Now, I first filter data from 1980, and also impute the missing values from the later part of the data where Target_Rate is missing, but lower and upper target rates are present.
### Identifying variables that need to be mutated
```{r}
mydata3 <- mydata2 %>%
filter(date> ymd("1982-09-01"))%>%
mutate (Imputed_Target_Rate = ifelse(is.na(Target_Rate), (Lower_Target + Upper_Target) / 2, Target_Rate))
glimpse(mydata3)
```
We can now see that the effective rate and the target rate usually move together, and that pattern is retained even after imputation.

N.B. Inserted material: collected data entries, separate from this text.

PR #10453, opened 2021-11-01
Fix subzone link not found

hanxiaop:
In link https://istio.io/latest/docs/tasks/traffic-management/locality-load-balancing/, the `topology.istio.io/subzone` link does not exist.

- [x] Docs
- [ ] Installation
- [ ] Networking
- [ ] Policies and Telemetry
- [ ] Security
- [ ] Test and Release
- [ ] User Experience

### DIFF
--- a/content/en/docs/tasks/traffic-management/locality-load-balancing/_index.md
+++ b/content/en/docs/tasks/traffic-management/locality-load-balancing/_index.md
@@ -32,7 +32,7 @@ triplet defines a locality:
 - **Sub-zone**: Allows administrators to further subdivide zones for more
   fine-grained control, such as "same rack". The sub-zone concept doesn't exist
   in Kubernetes. As a result, Istio introduced the custom node label
-  [`topology.istio.io/subzone`](https://github.com/istio/api/blob/master/label/label.go#L42)
+  [`topology.istio.io/subzone`](https://github.com/istio/api/blob/master/label/labels.yaml#L76)
   to define a sub-zone.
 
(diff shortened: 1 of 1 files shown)


Arhell (commented):
lgtm
cc @craigbox

craigbox (commented):
@ericvn thoughts on if this should be tied to `master`?  Either it goes stale if the file changes, or we use a `release-1.12` link and it goes stale as versions increase.

monsteredc:
@craigbox I had the same doubt at the beginning. Before using the `master` version, I was tried to use the permalink. I agree that both of the implementations have their own flaws, and we may discuss which one is more preferred.

ericvn:
Can we just use something like `github_blob` which takes into account the currently built branch? Since this is in `api`, we'd have create something similar.  It doesn't help if the line number changes in the file across releases.

craigbox:
@hanxiaop would love to see this moved forward, so have marked it to be open.

hanxiaop:
@ericvn How about other links using `https://github.com/istio/api/blob`? After I added the lint check for `github_api_blob`, I realized there are lots of places using the `api` link right now, and some of the links will be invalid as well if I replace them with the `github_api_blob` form. Should they keep the original permalink form or should we do something?

ericvn:
Replaced by https://github.com/istio/istio.io/pull/13242.

hanxiaop:
> Replaced by #13242.

@ericvn nice work, thanks!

I this imputation, I have imputed the missing target rates, with the averages of lower and upper targets.
```{r}
mydata4 <- mydata3 %>%
gather(variable, value, Imputed_Target_Rate, Effective_Rate)
ggplot(mydata4, aes(x = date, y = value, color = variable)) +
geom_line()
```
We could moreover, impute the missing values of GDP_percent_change, Unemployment_rate, and Inflation_rate by the annual averages:
```{r}
mydata5 <- mydata3 %>%
group_by(year = lubridate::year(date)) %>%
mutate(GDP_Percent_Change_imputed = ifelse(is.na(GDP_Percent_Change), mean(GDP_Percent_Change, na.rm = TRUE), GDP_Percent_Change)) %>%
mutate(Unemployment_Rate_imputed = ifelse(is.na(Unemployment_Rate), mean(Unemployment_Rate, na.rm = TRUE), Unemployment_Rate)) %>%
mutate(Inflation_Rate_imputed = ifelse(is.na(Inflation_Rate), mean(Inflation_Rate, na.rm = TRUE), Inflation_Rate)) %>%
ungroup()
mydata6 <- mydata5 %>%
select(date, Imputed_Target_Rate, Effective_Rate, GDP_Percent_Change_imputed, Unemployment_Rate_imputed, Inflation_Rate_imputed)
glimpse(mydata6)
```
This is how the final dataset looks like after imputations.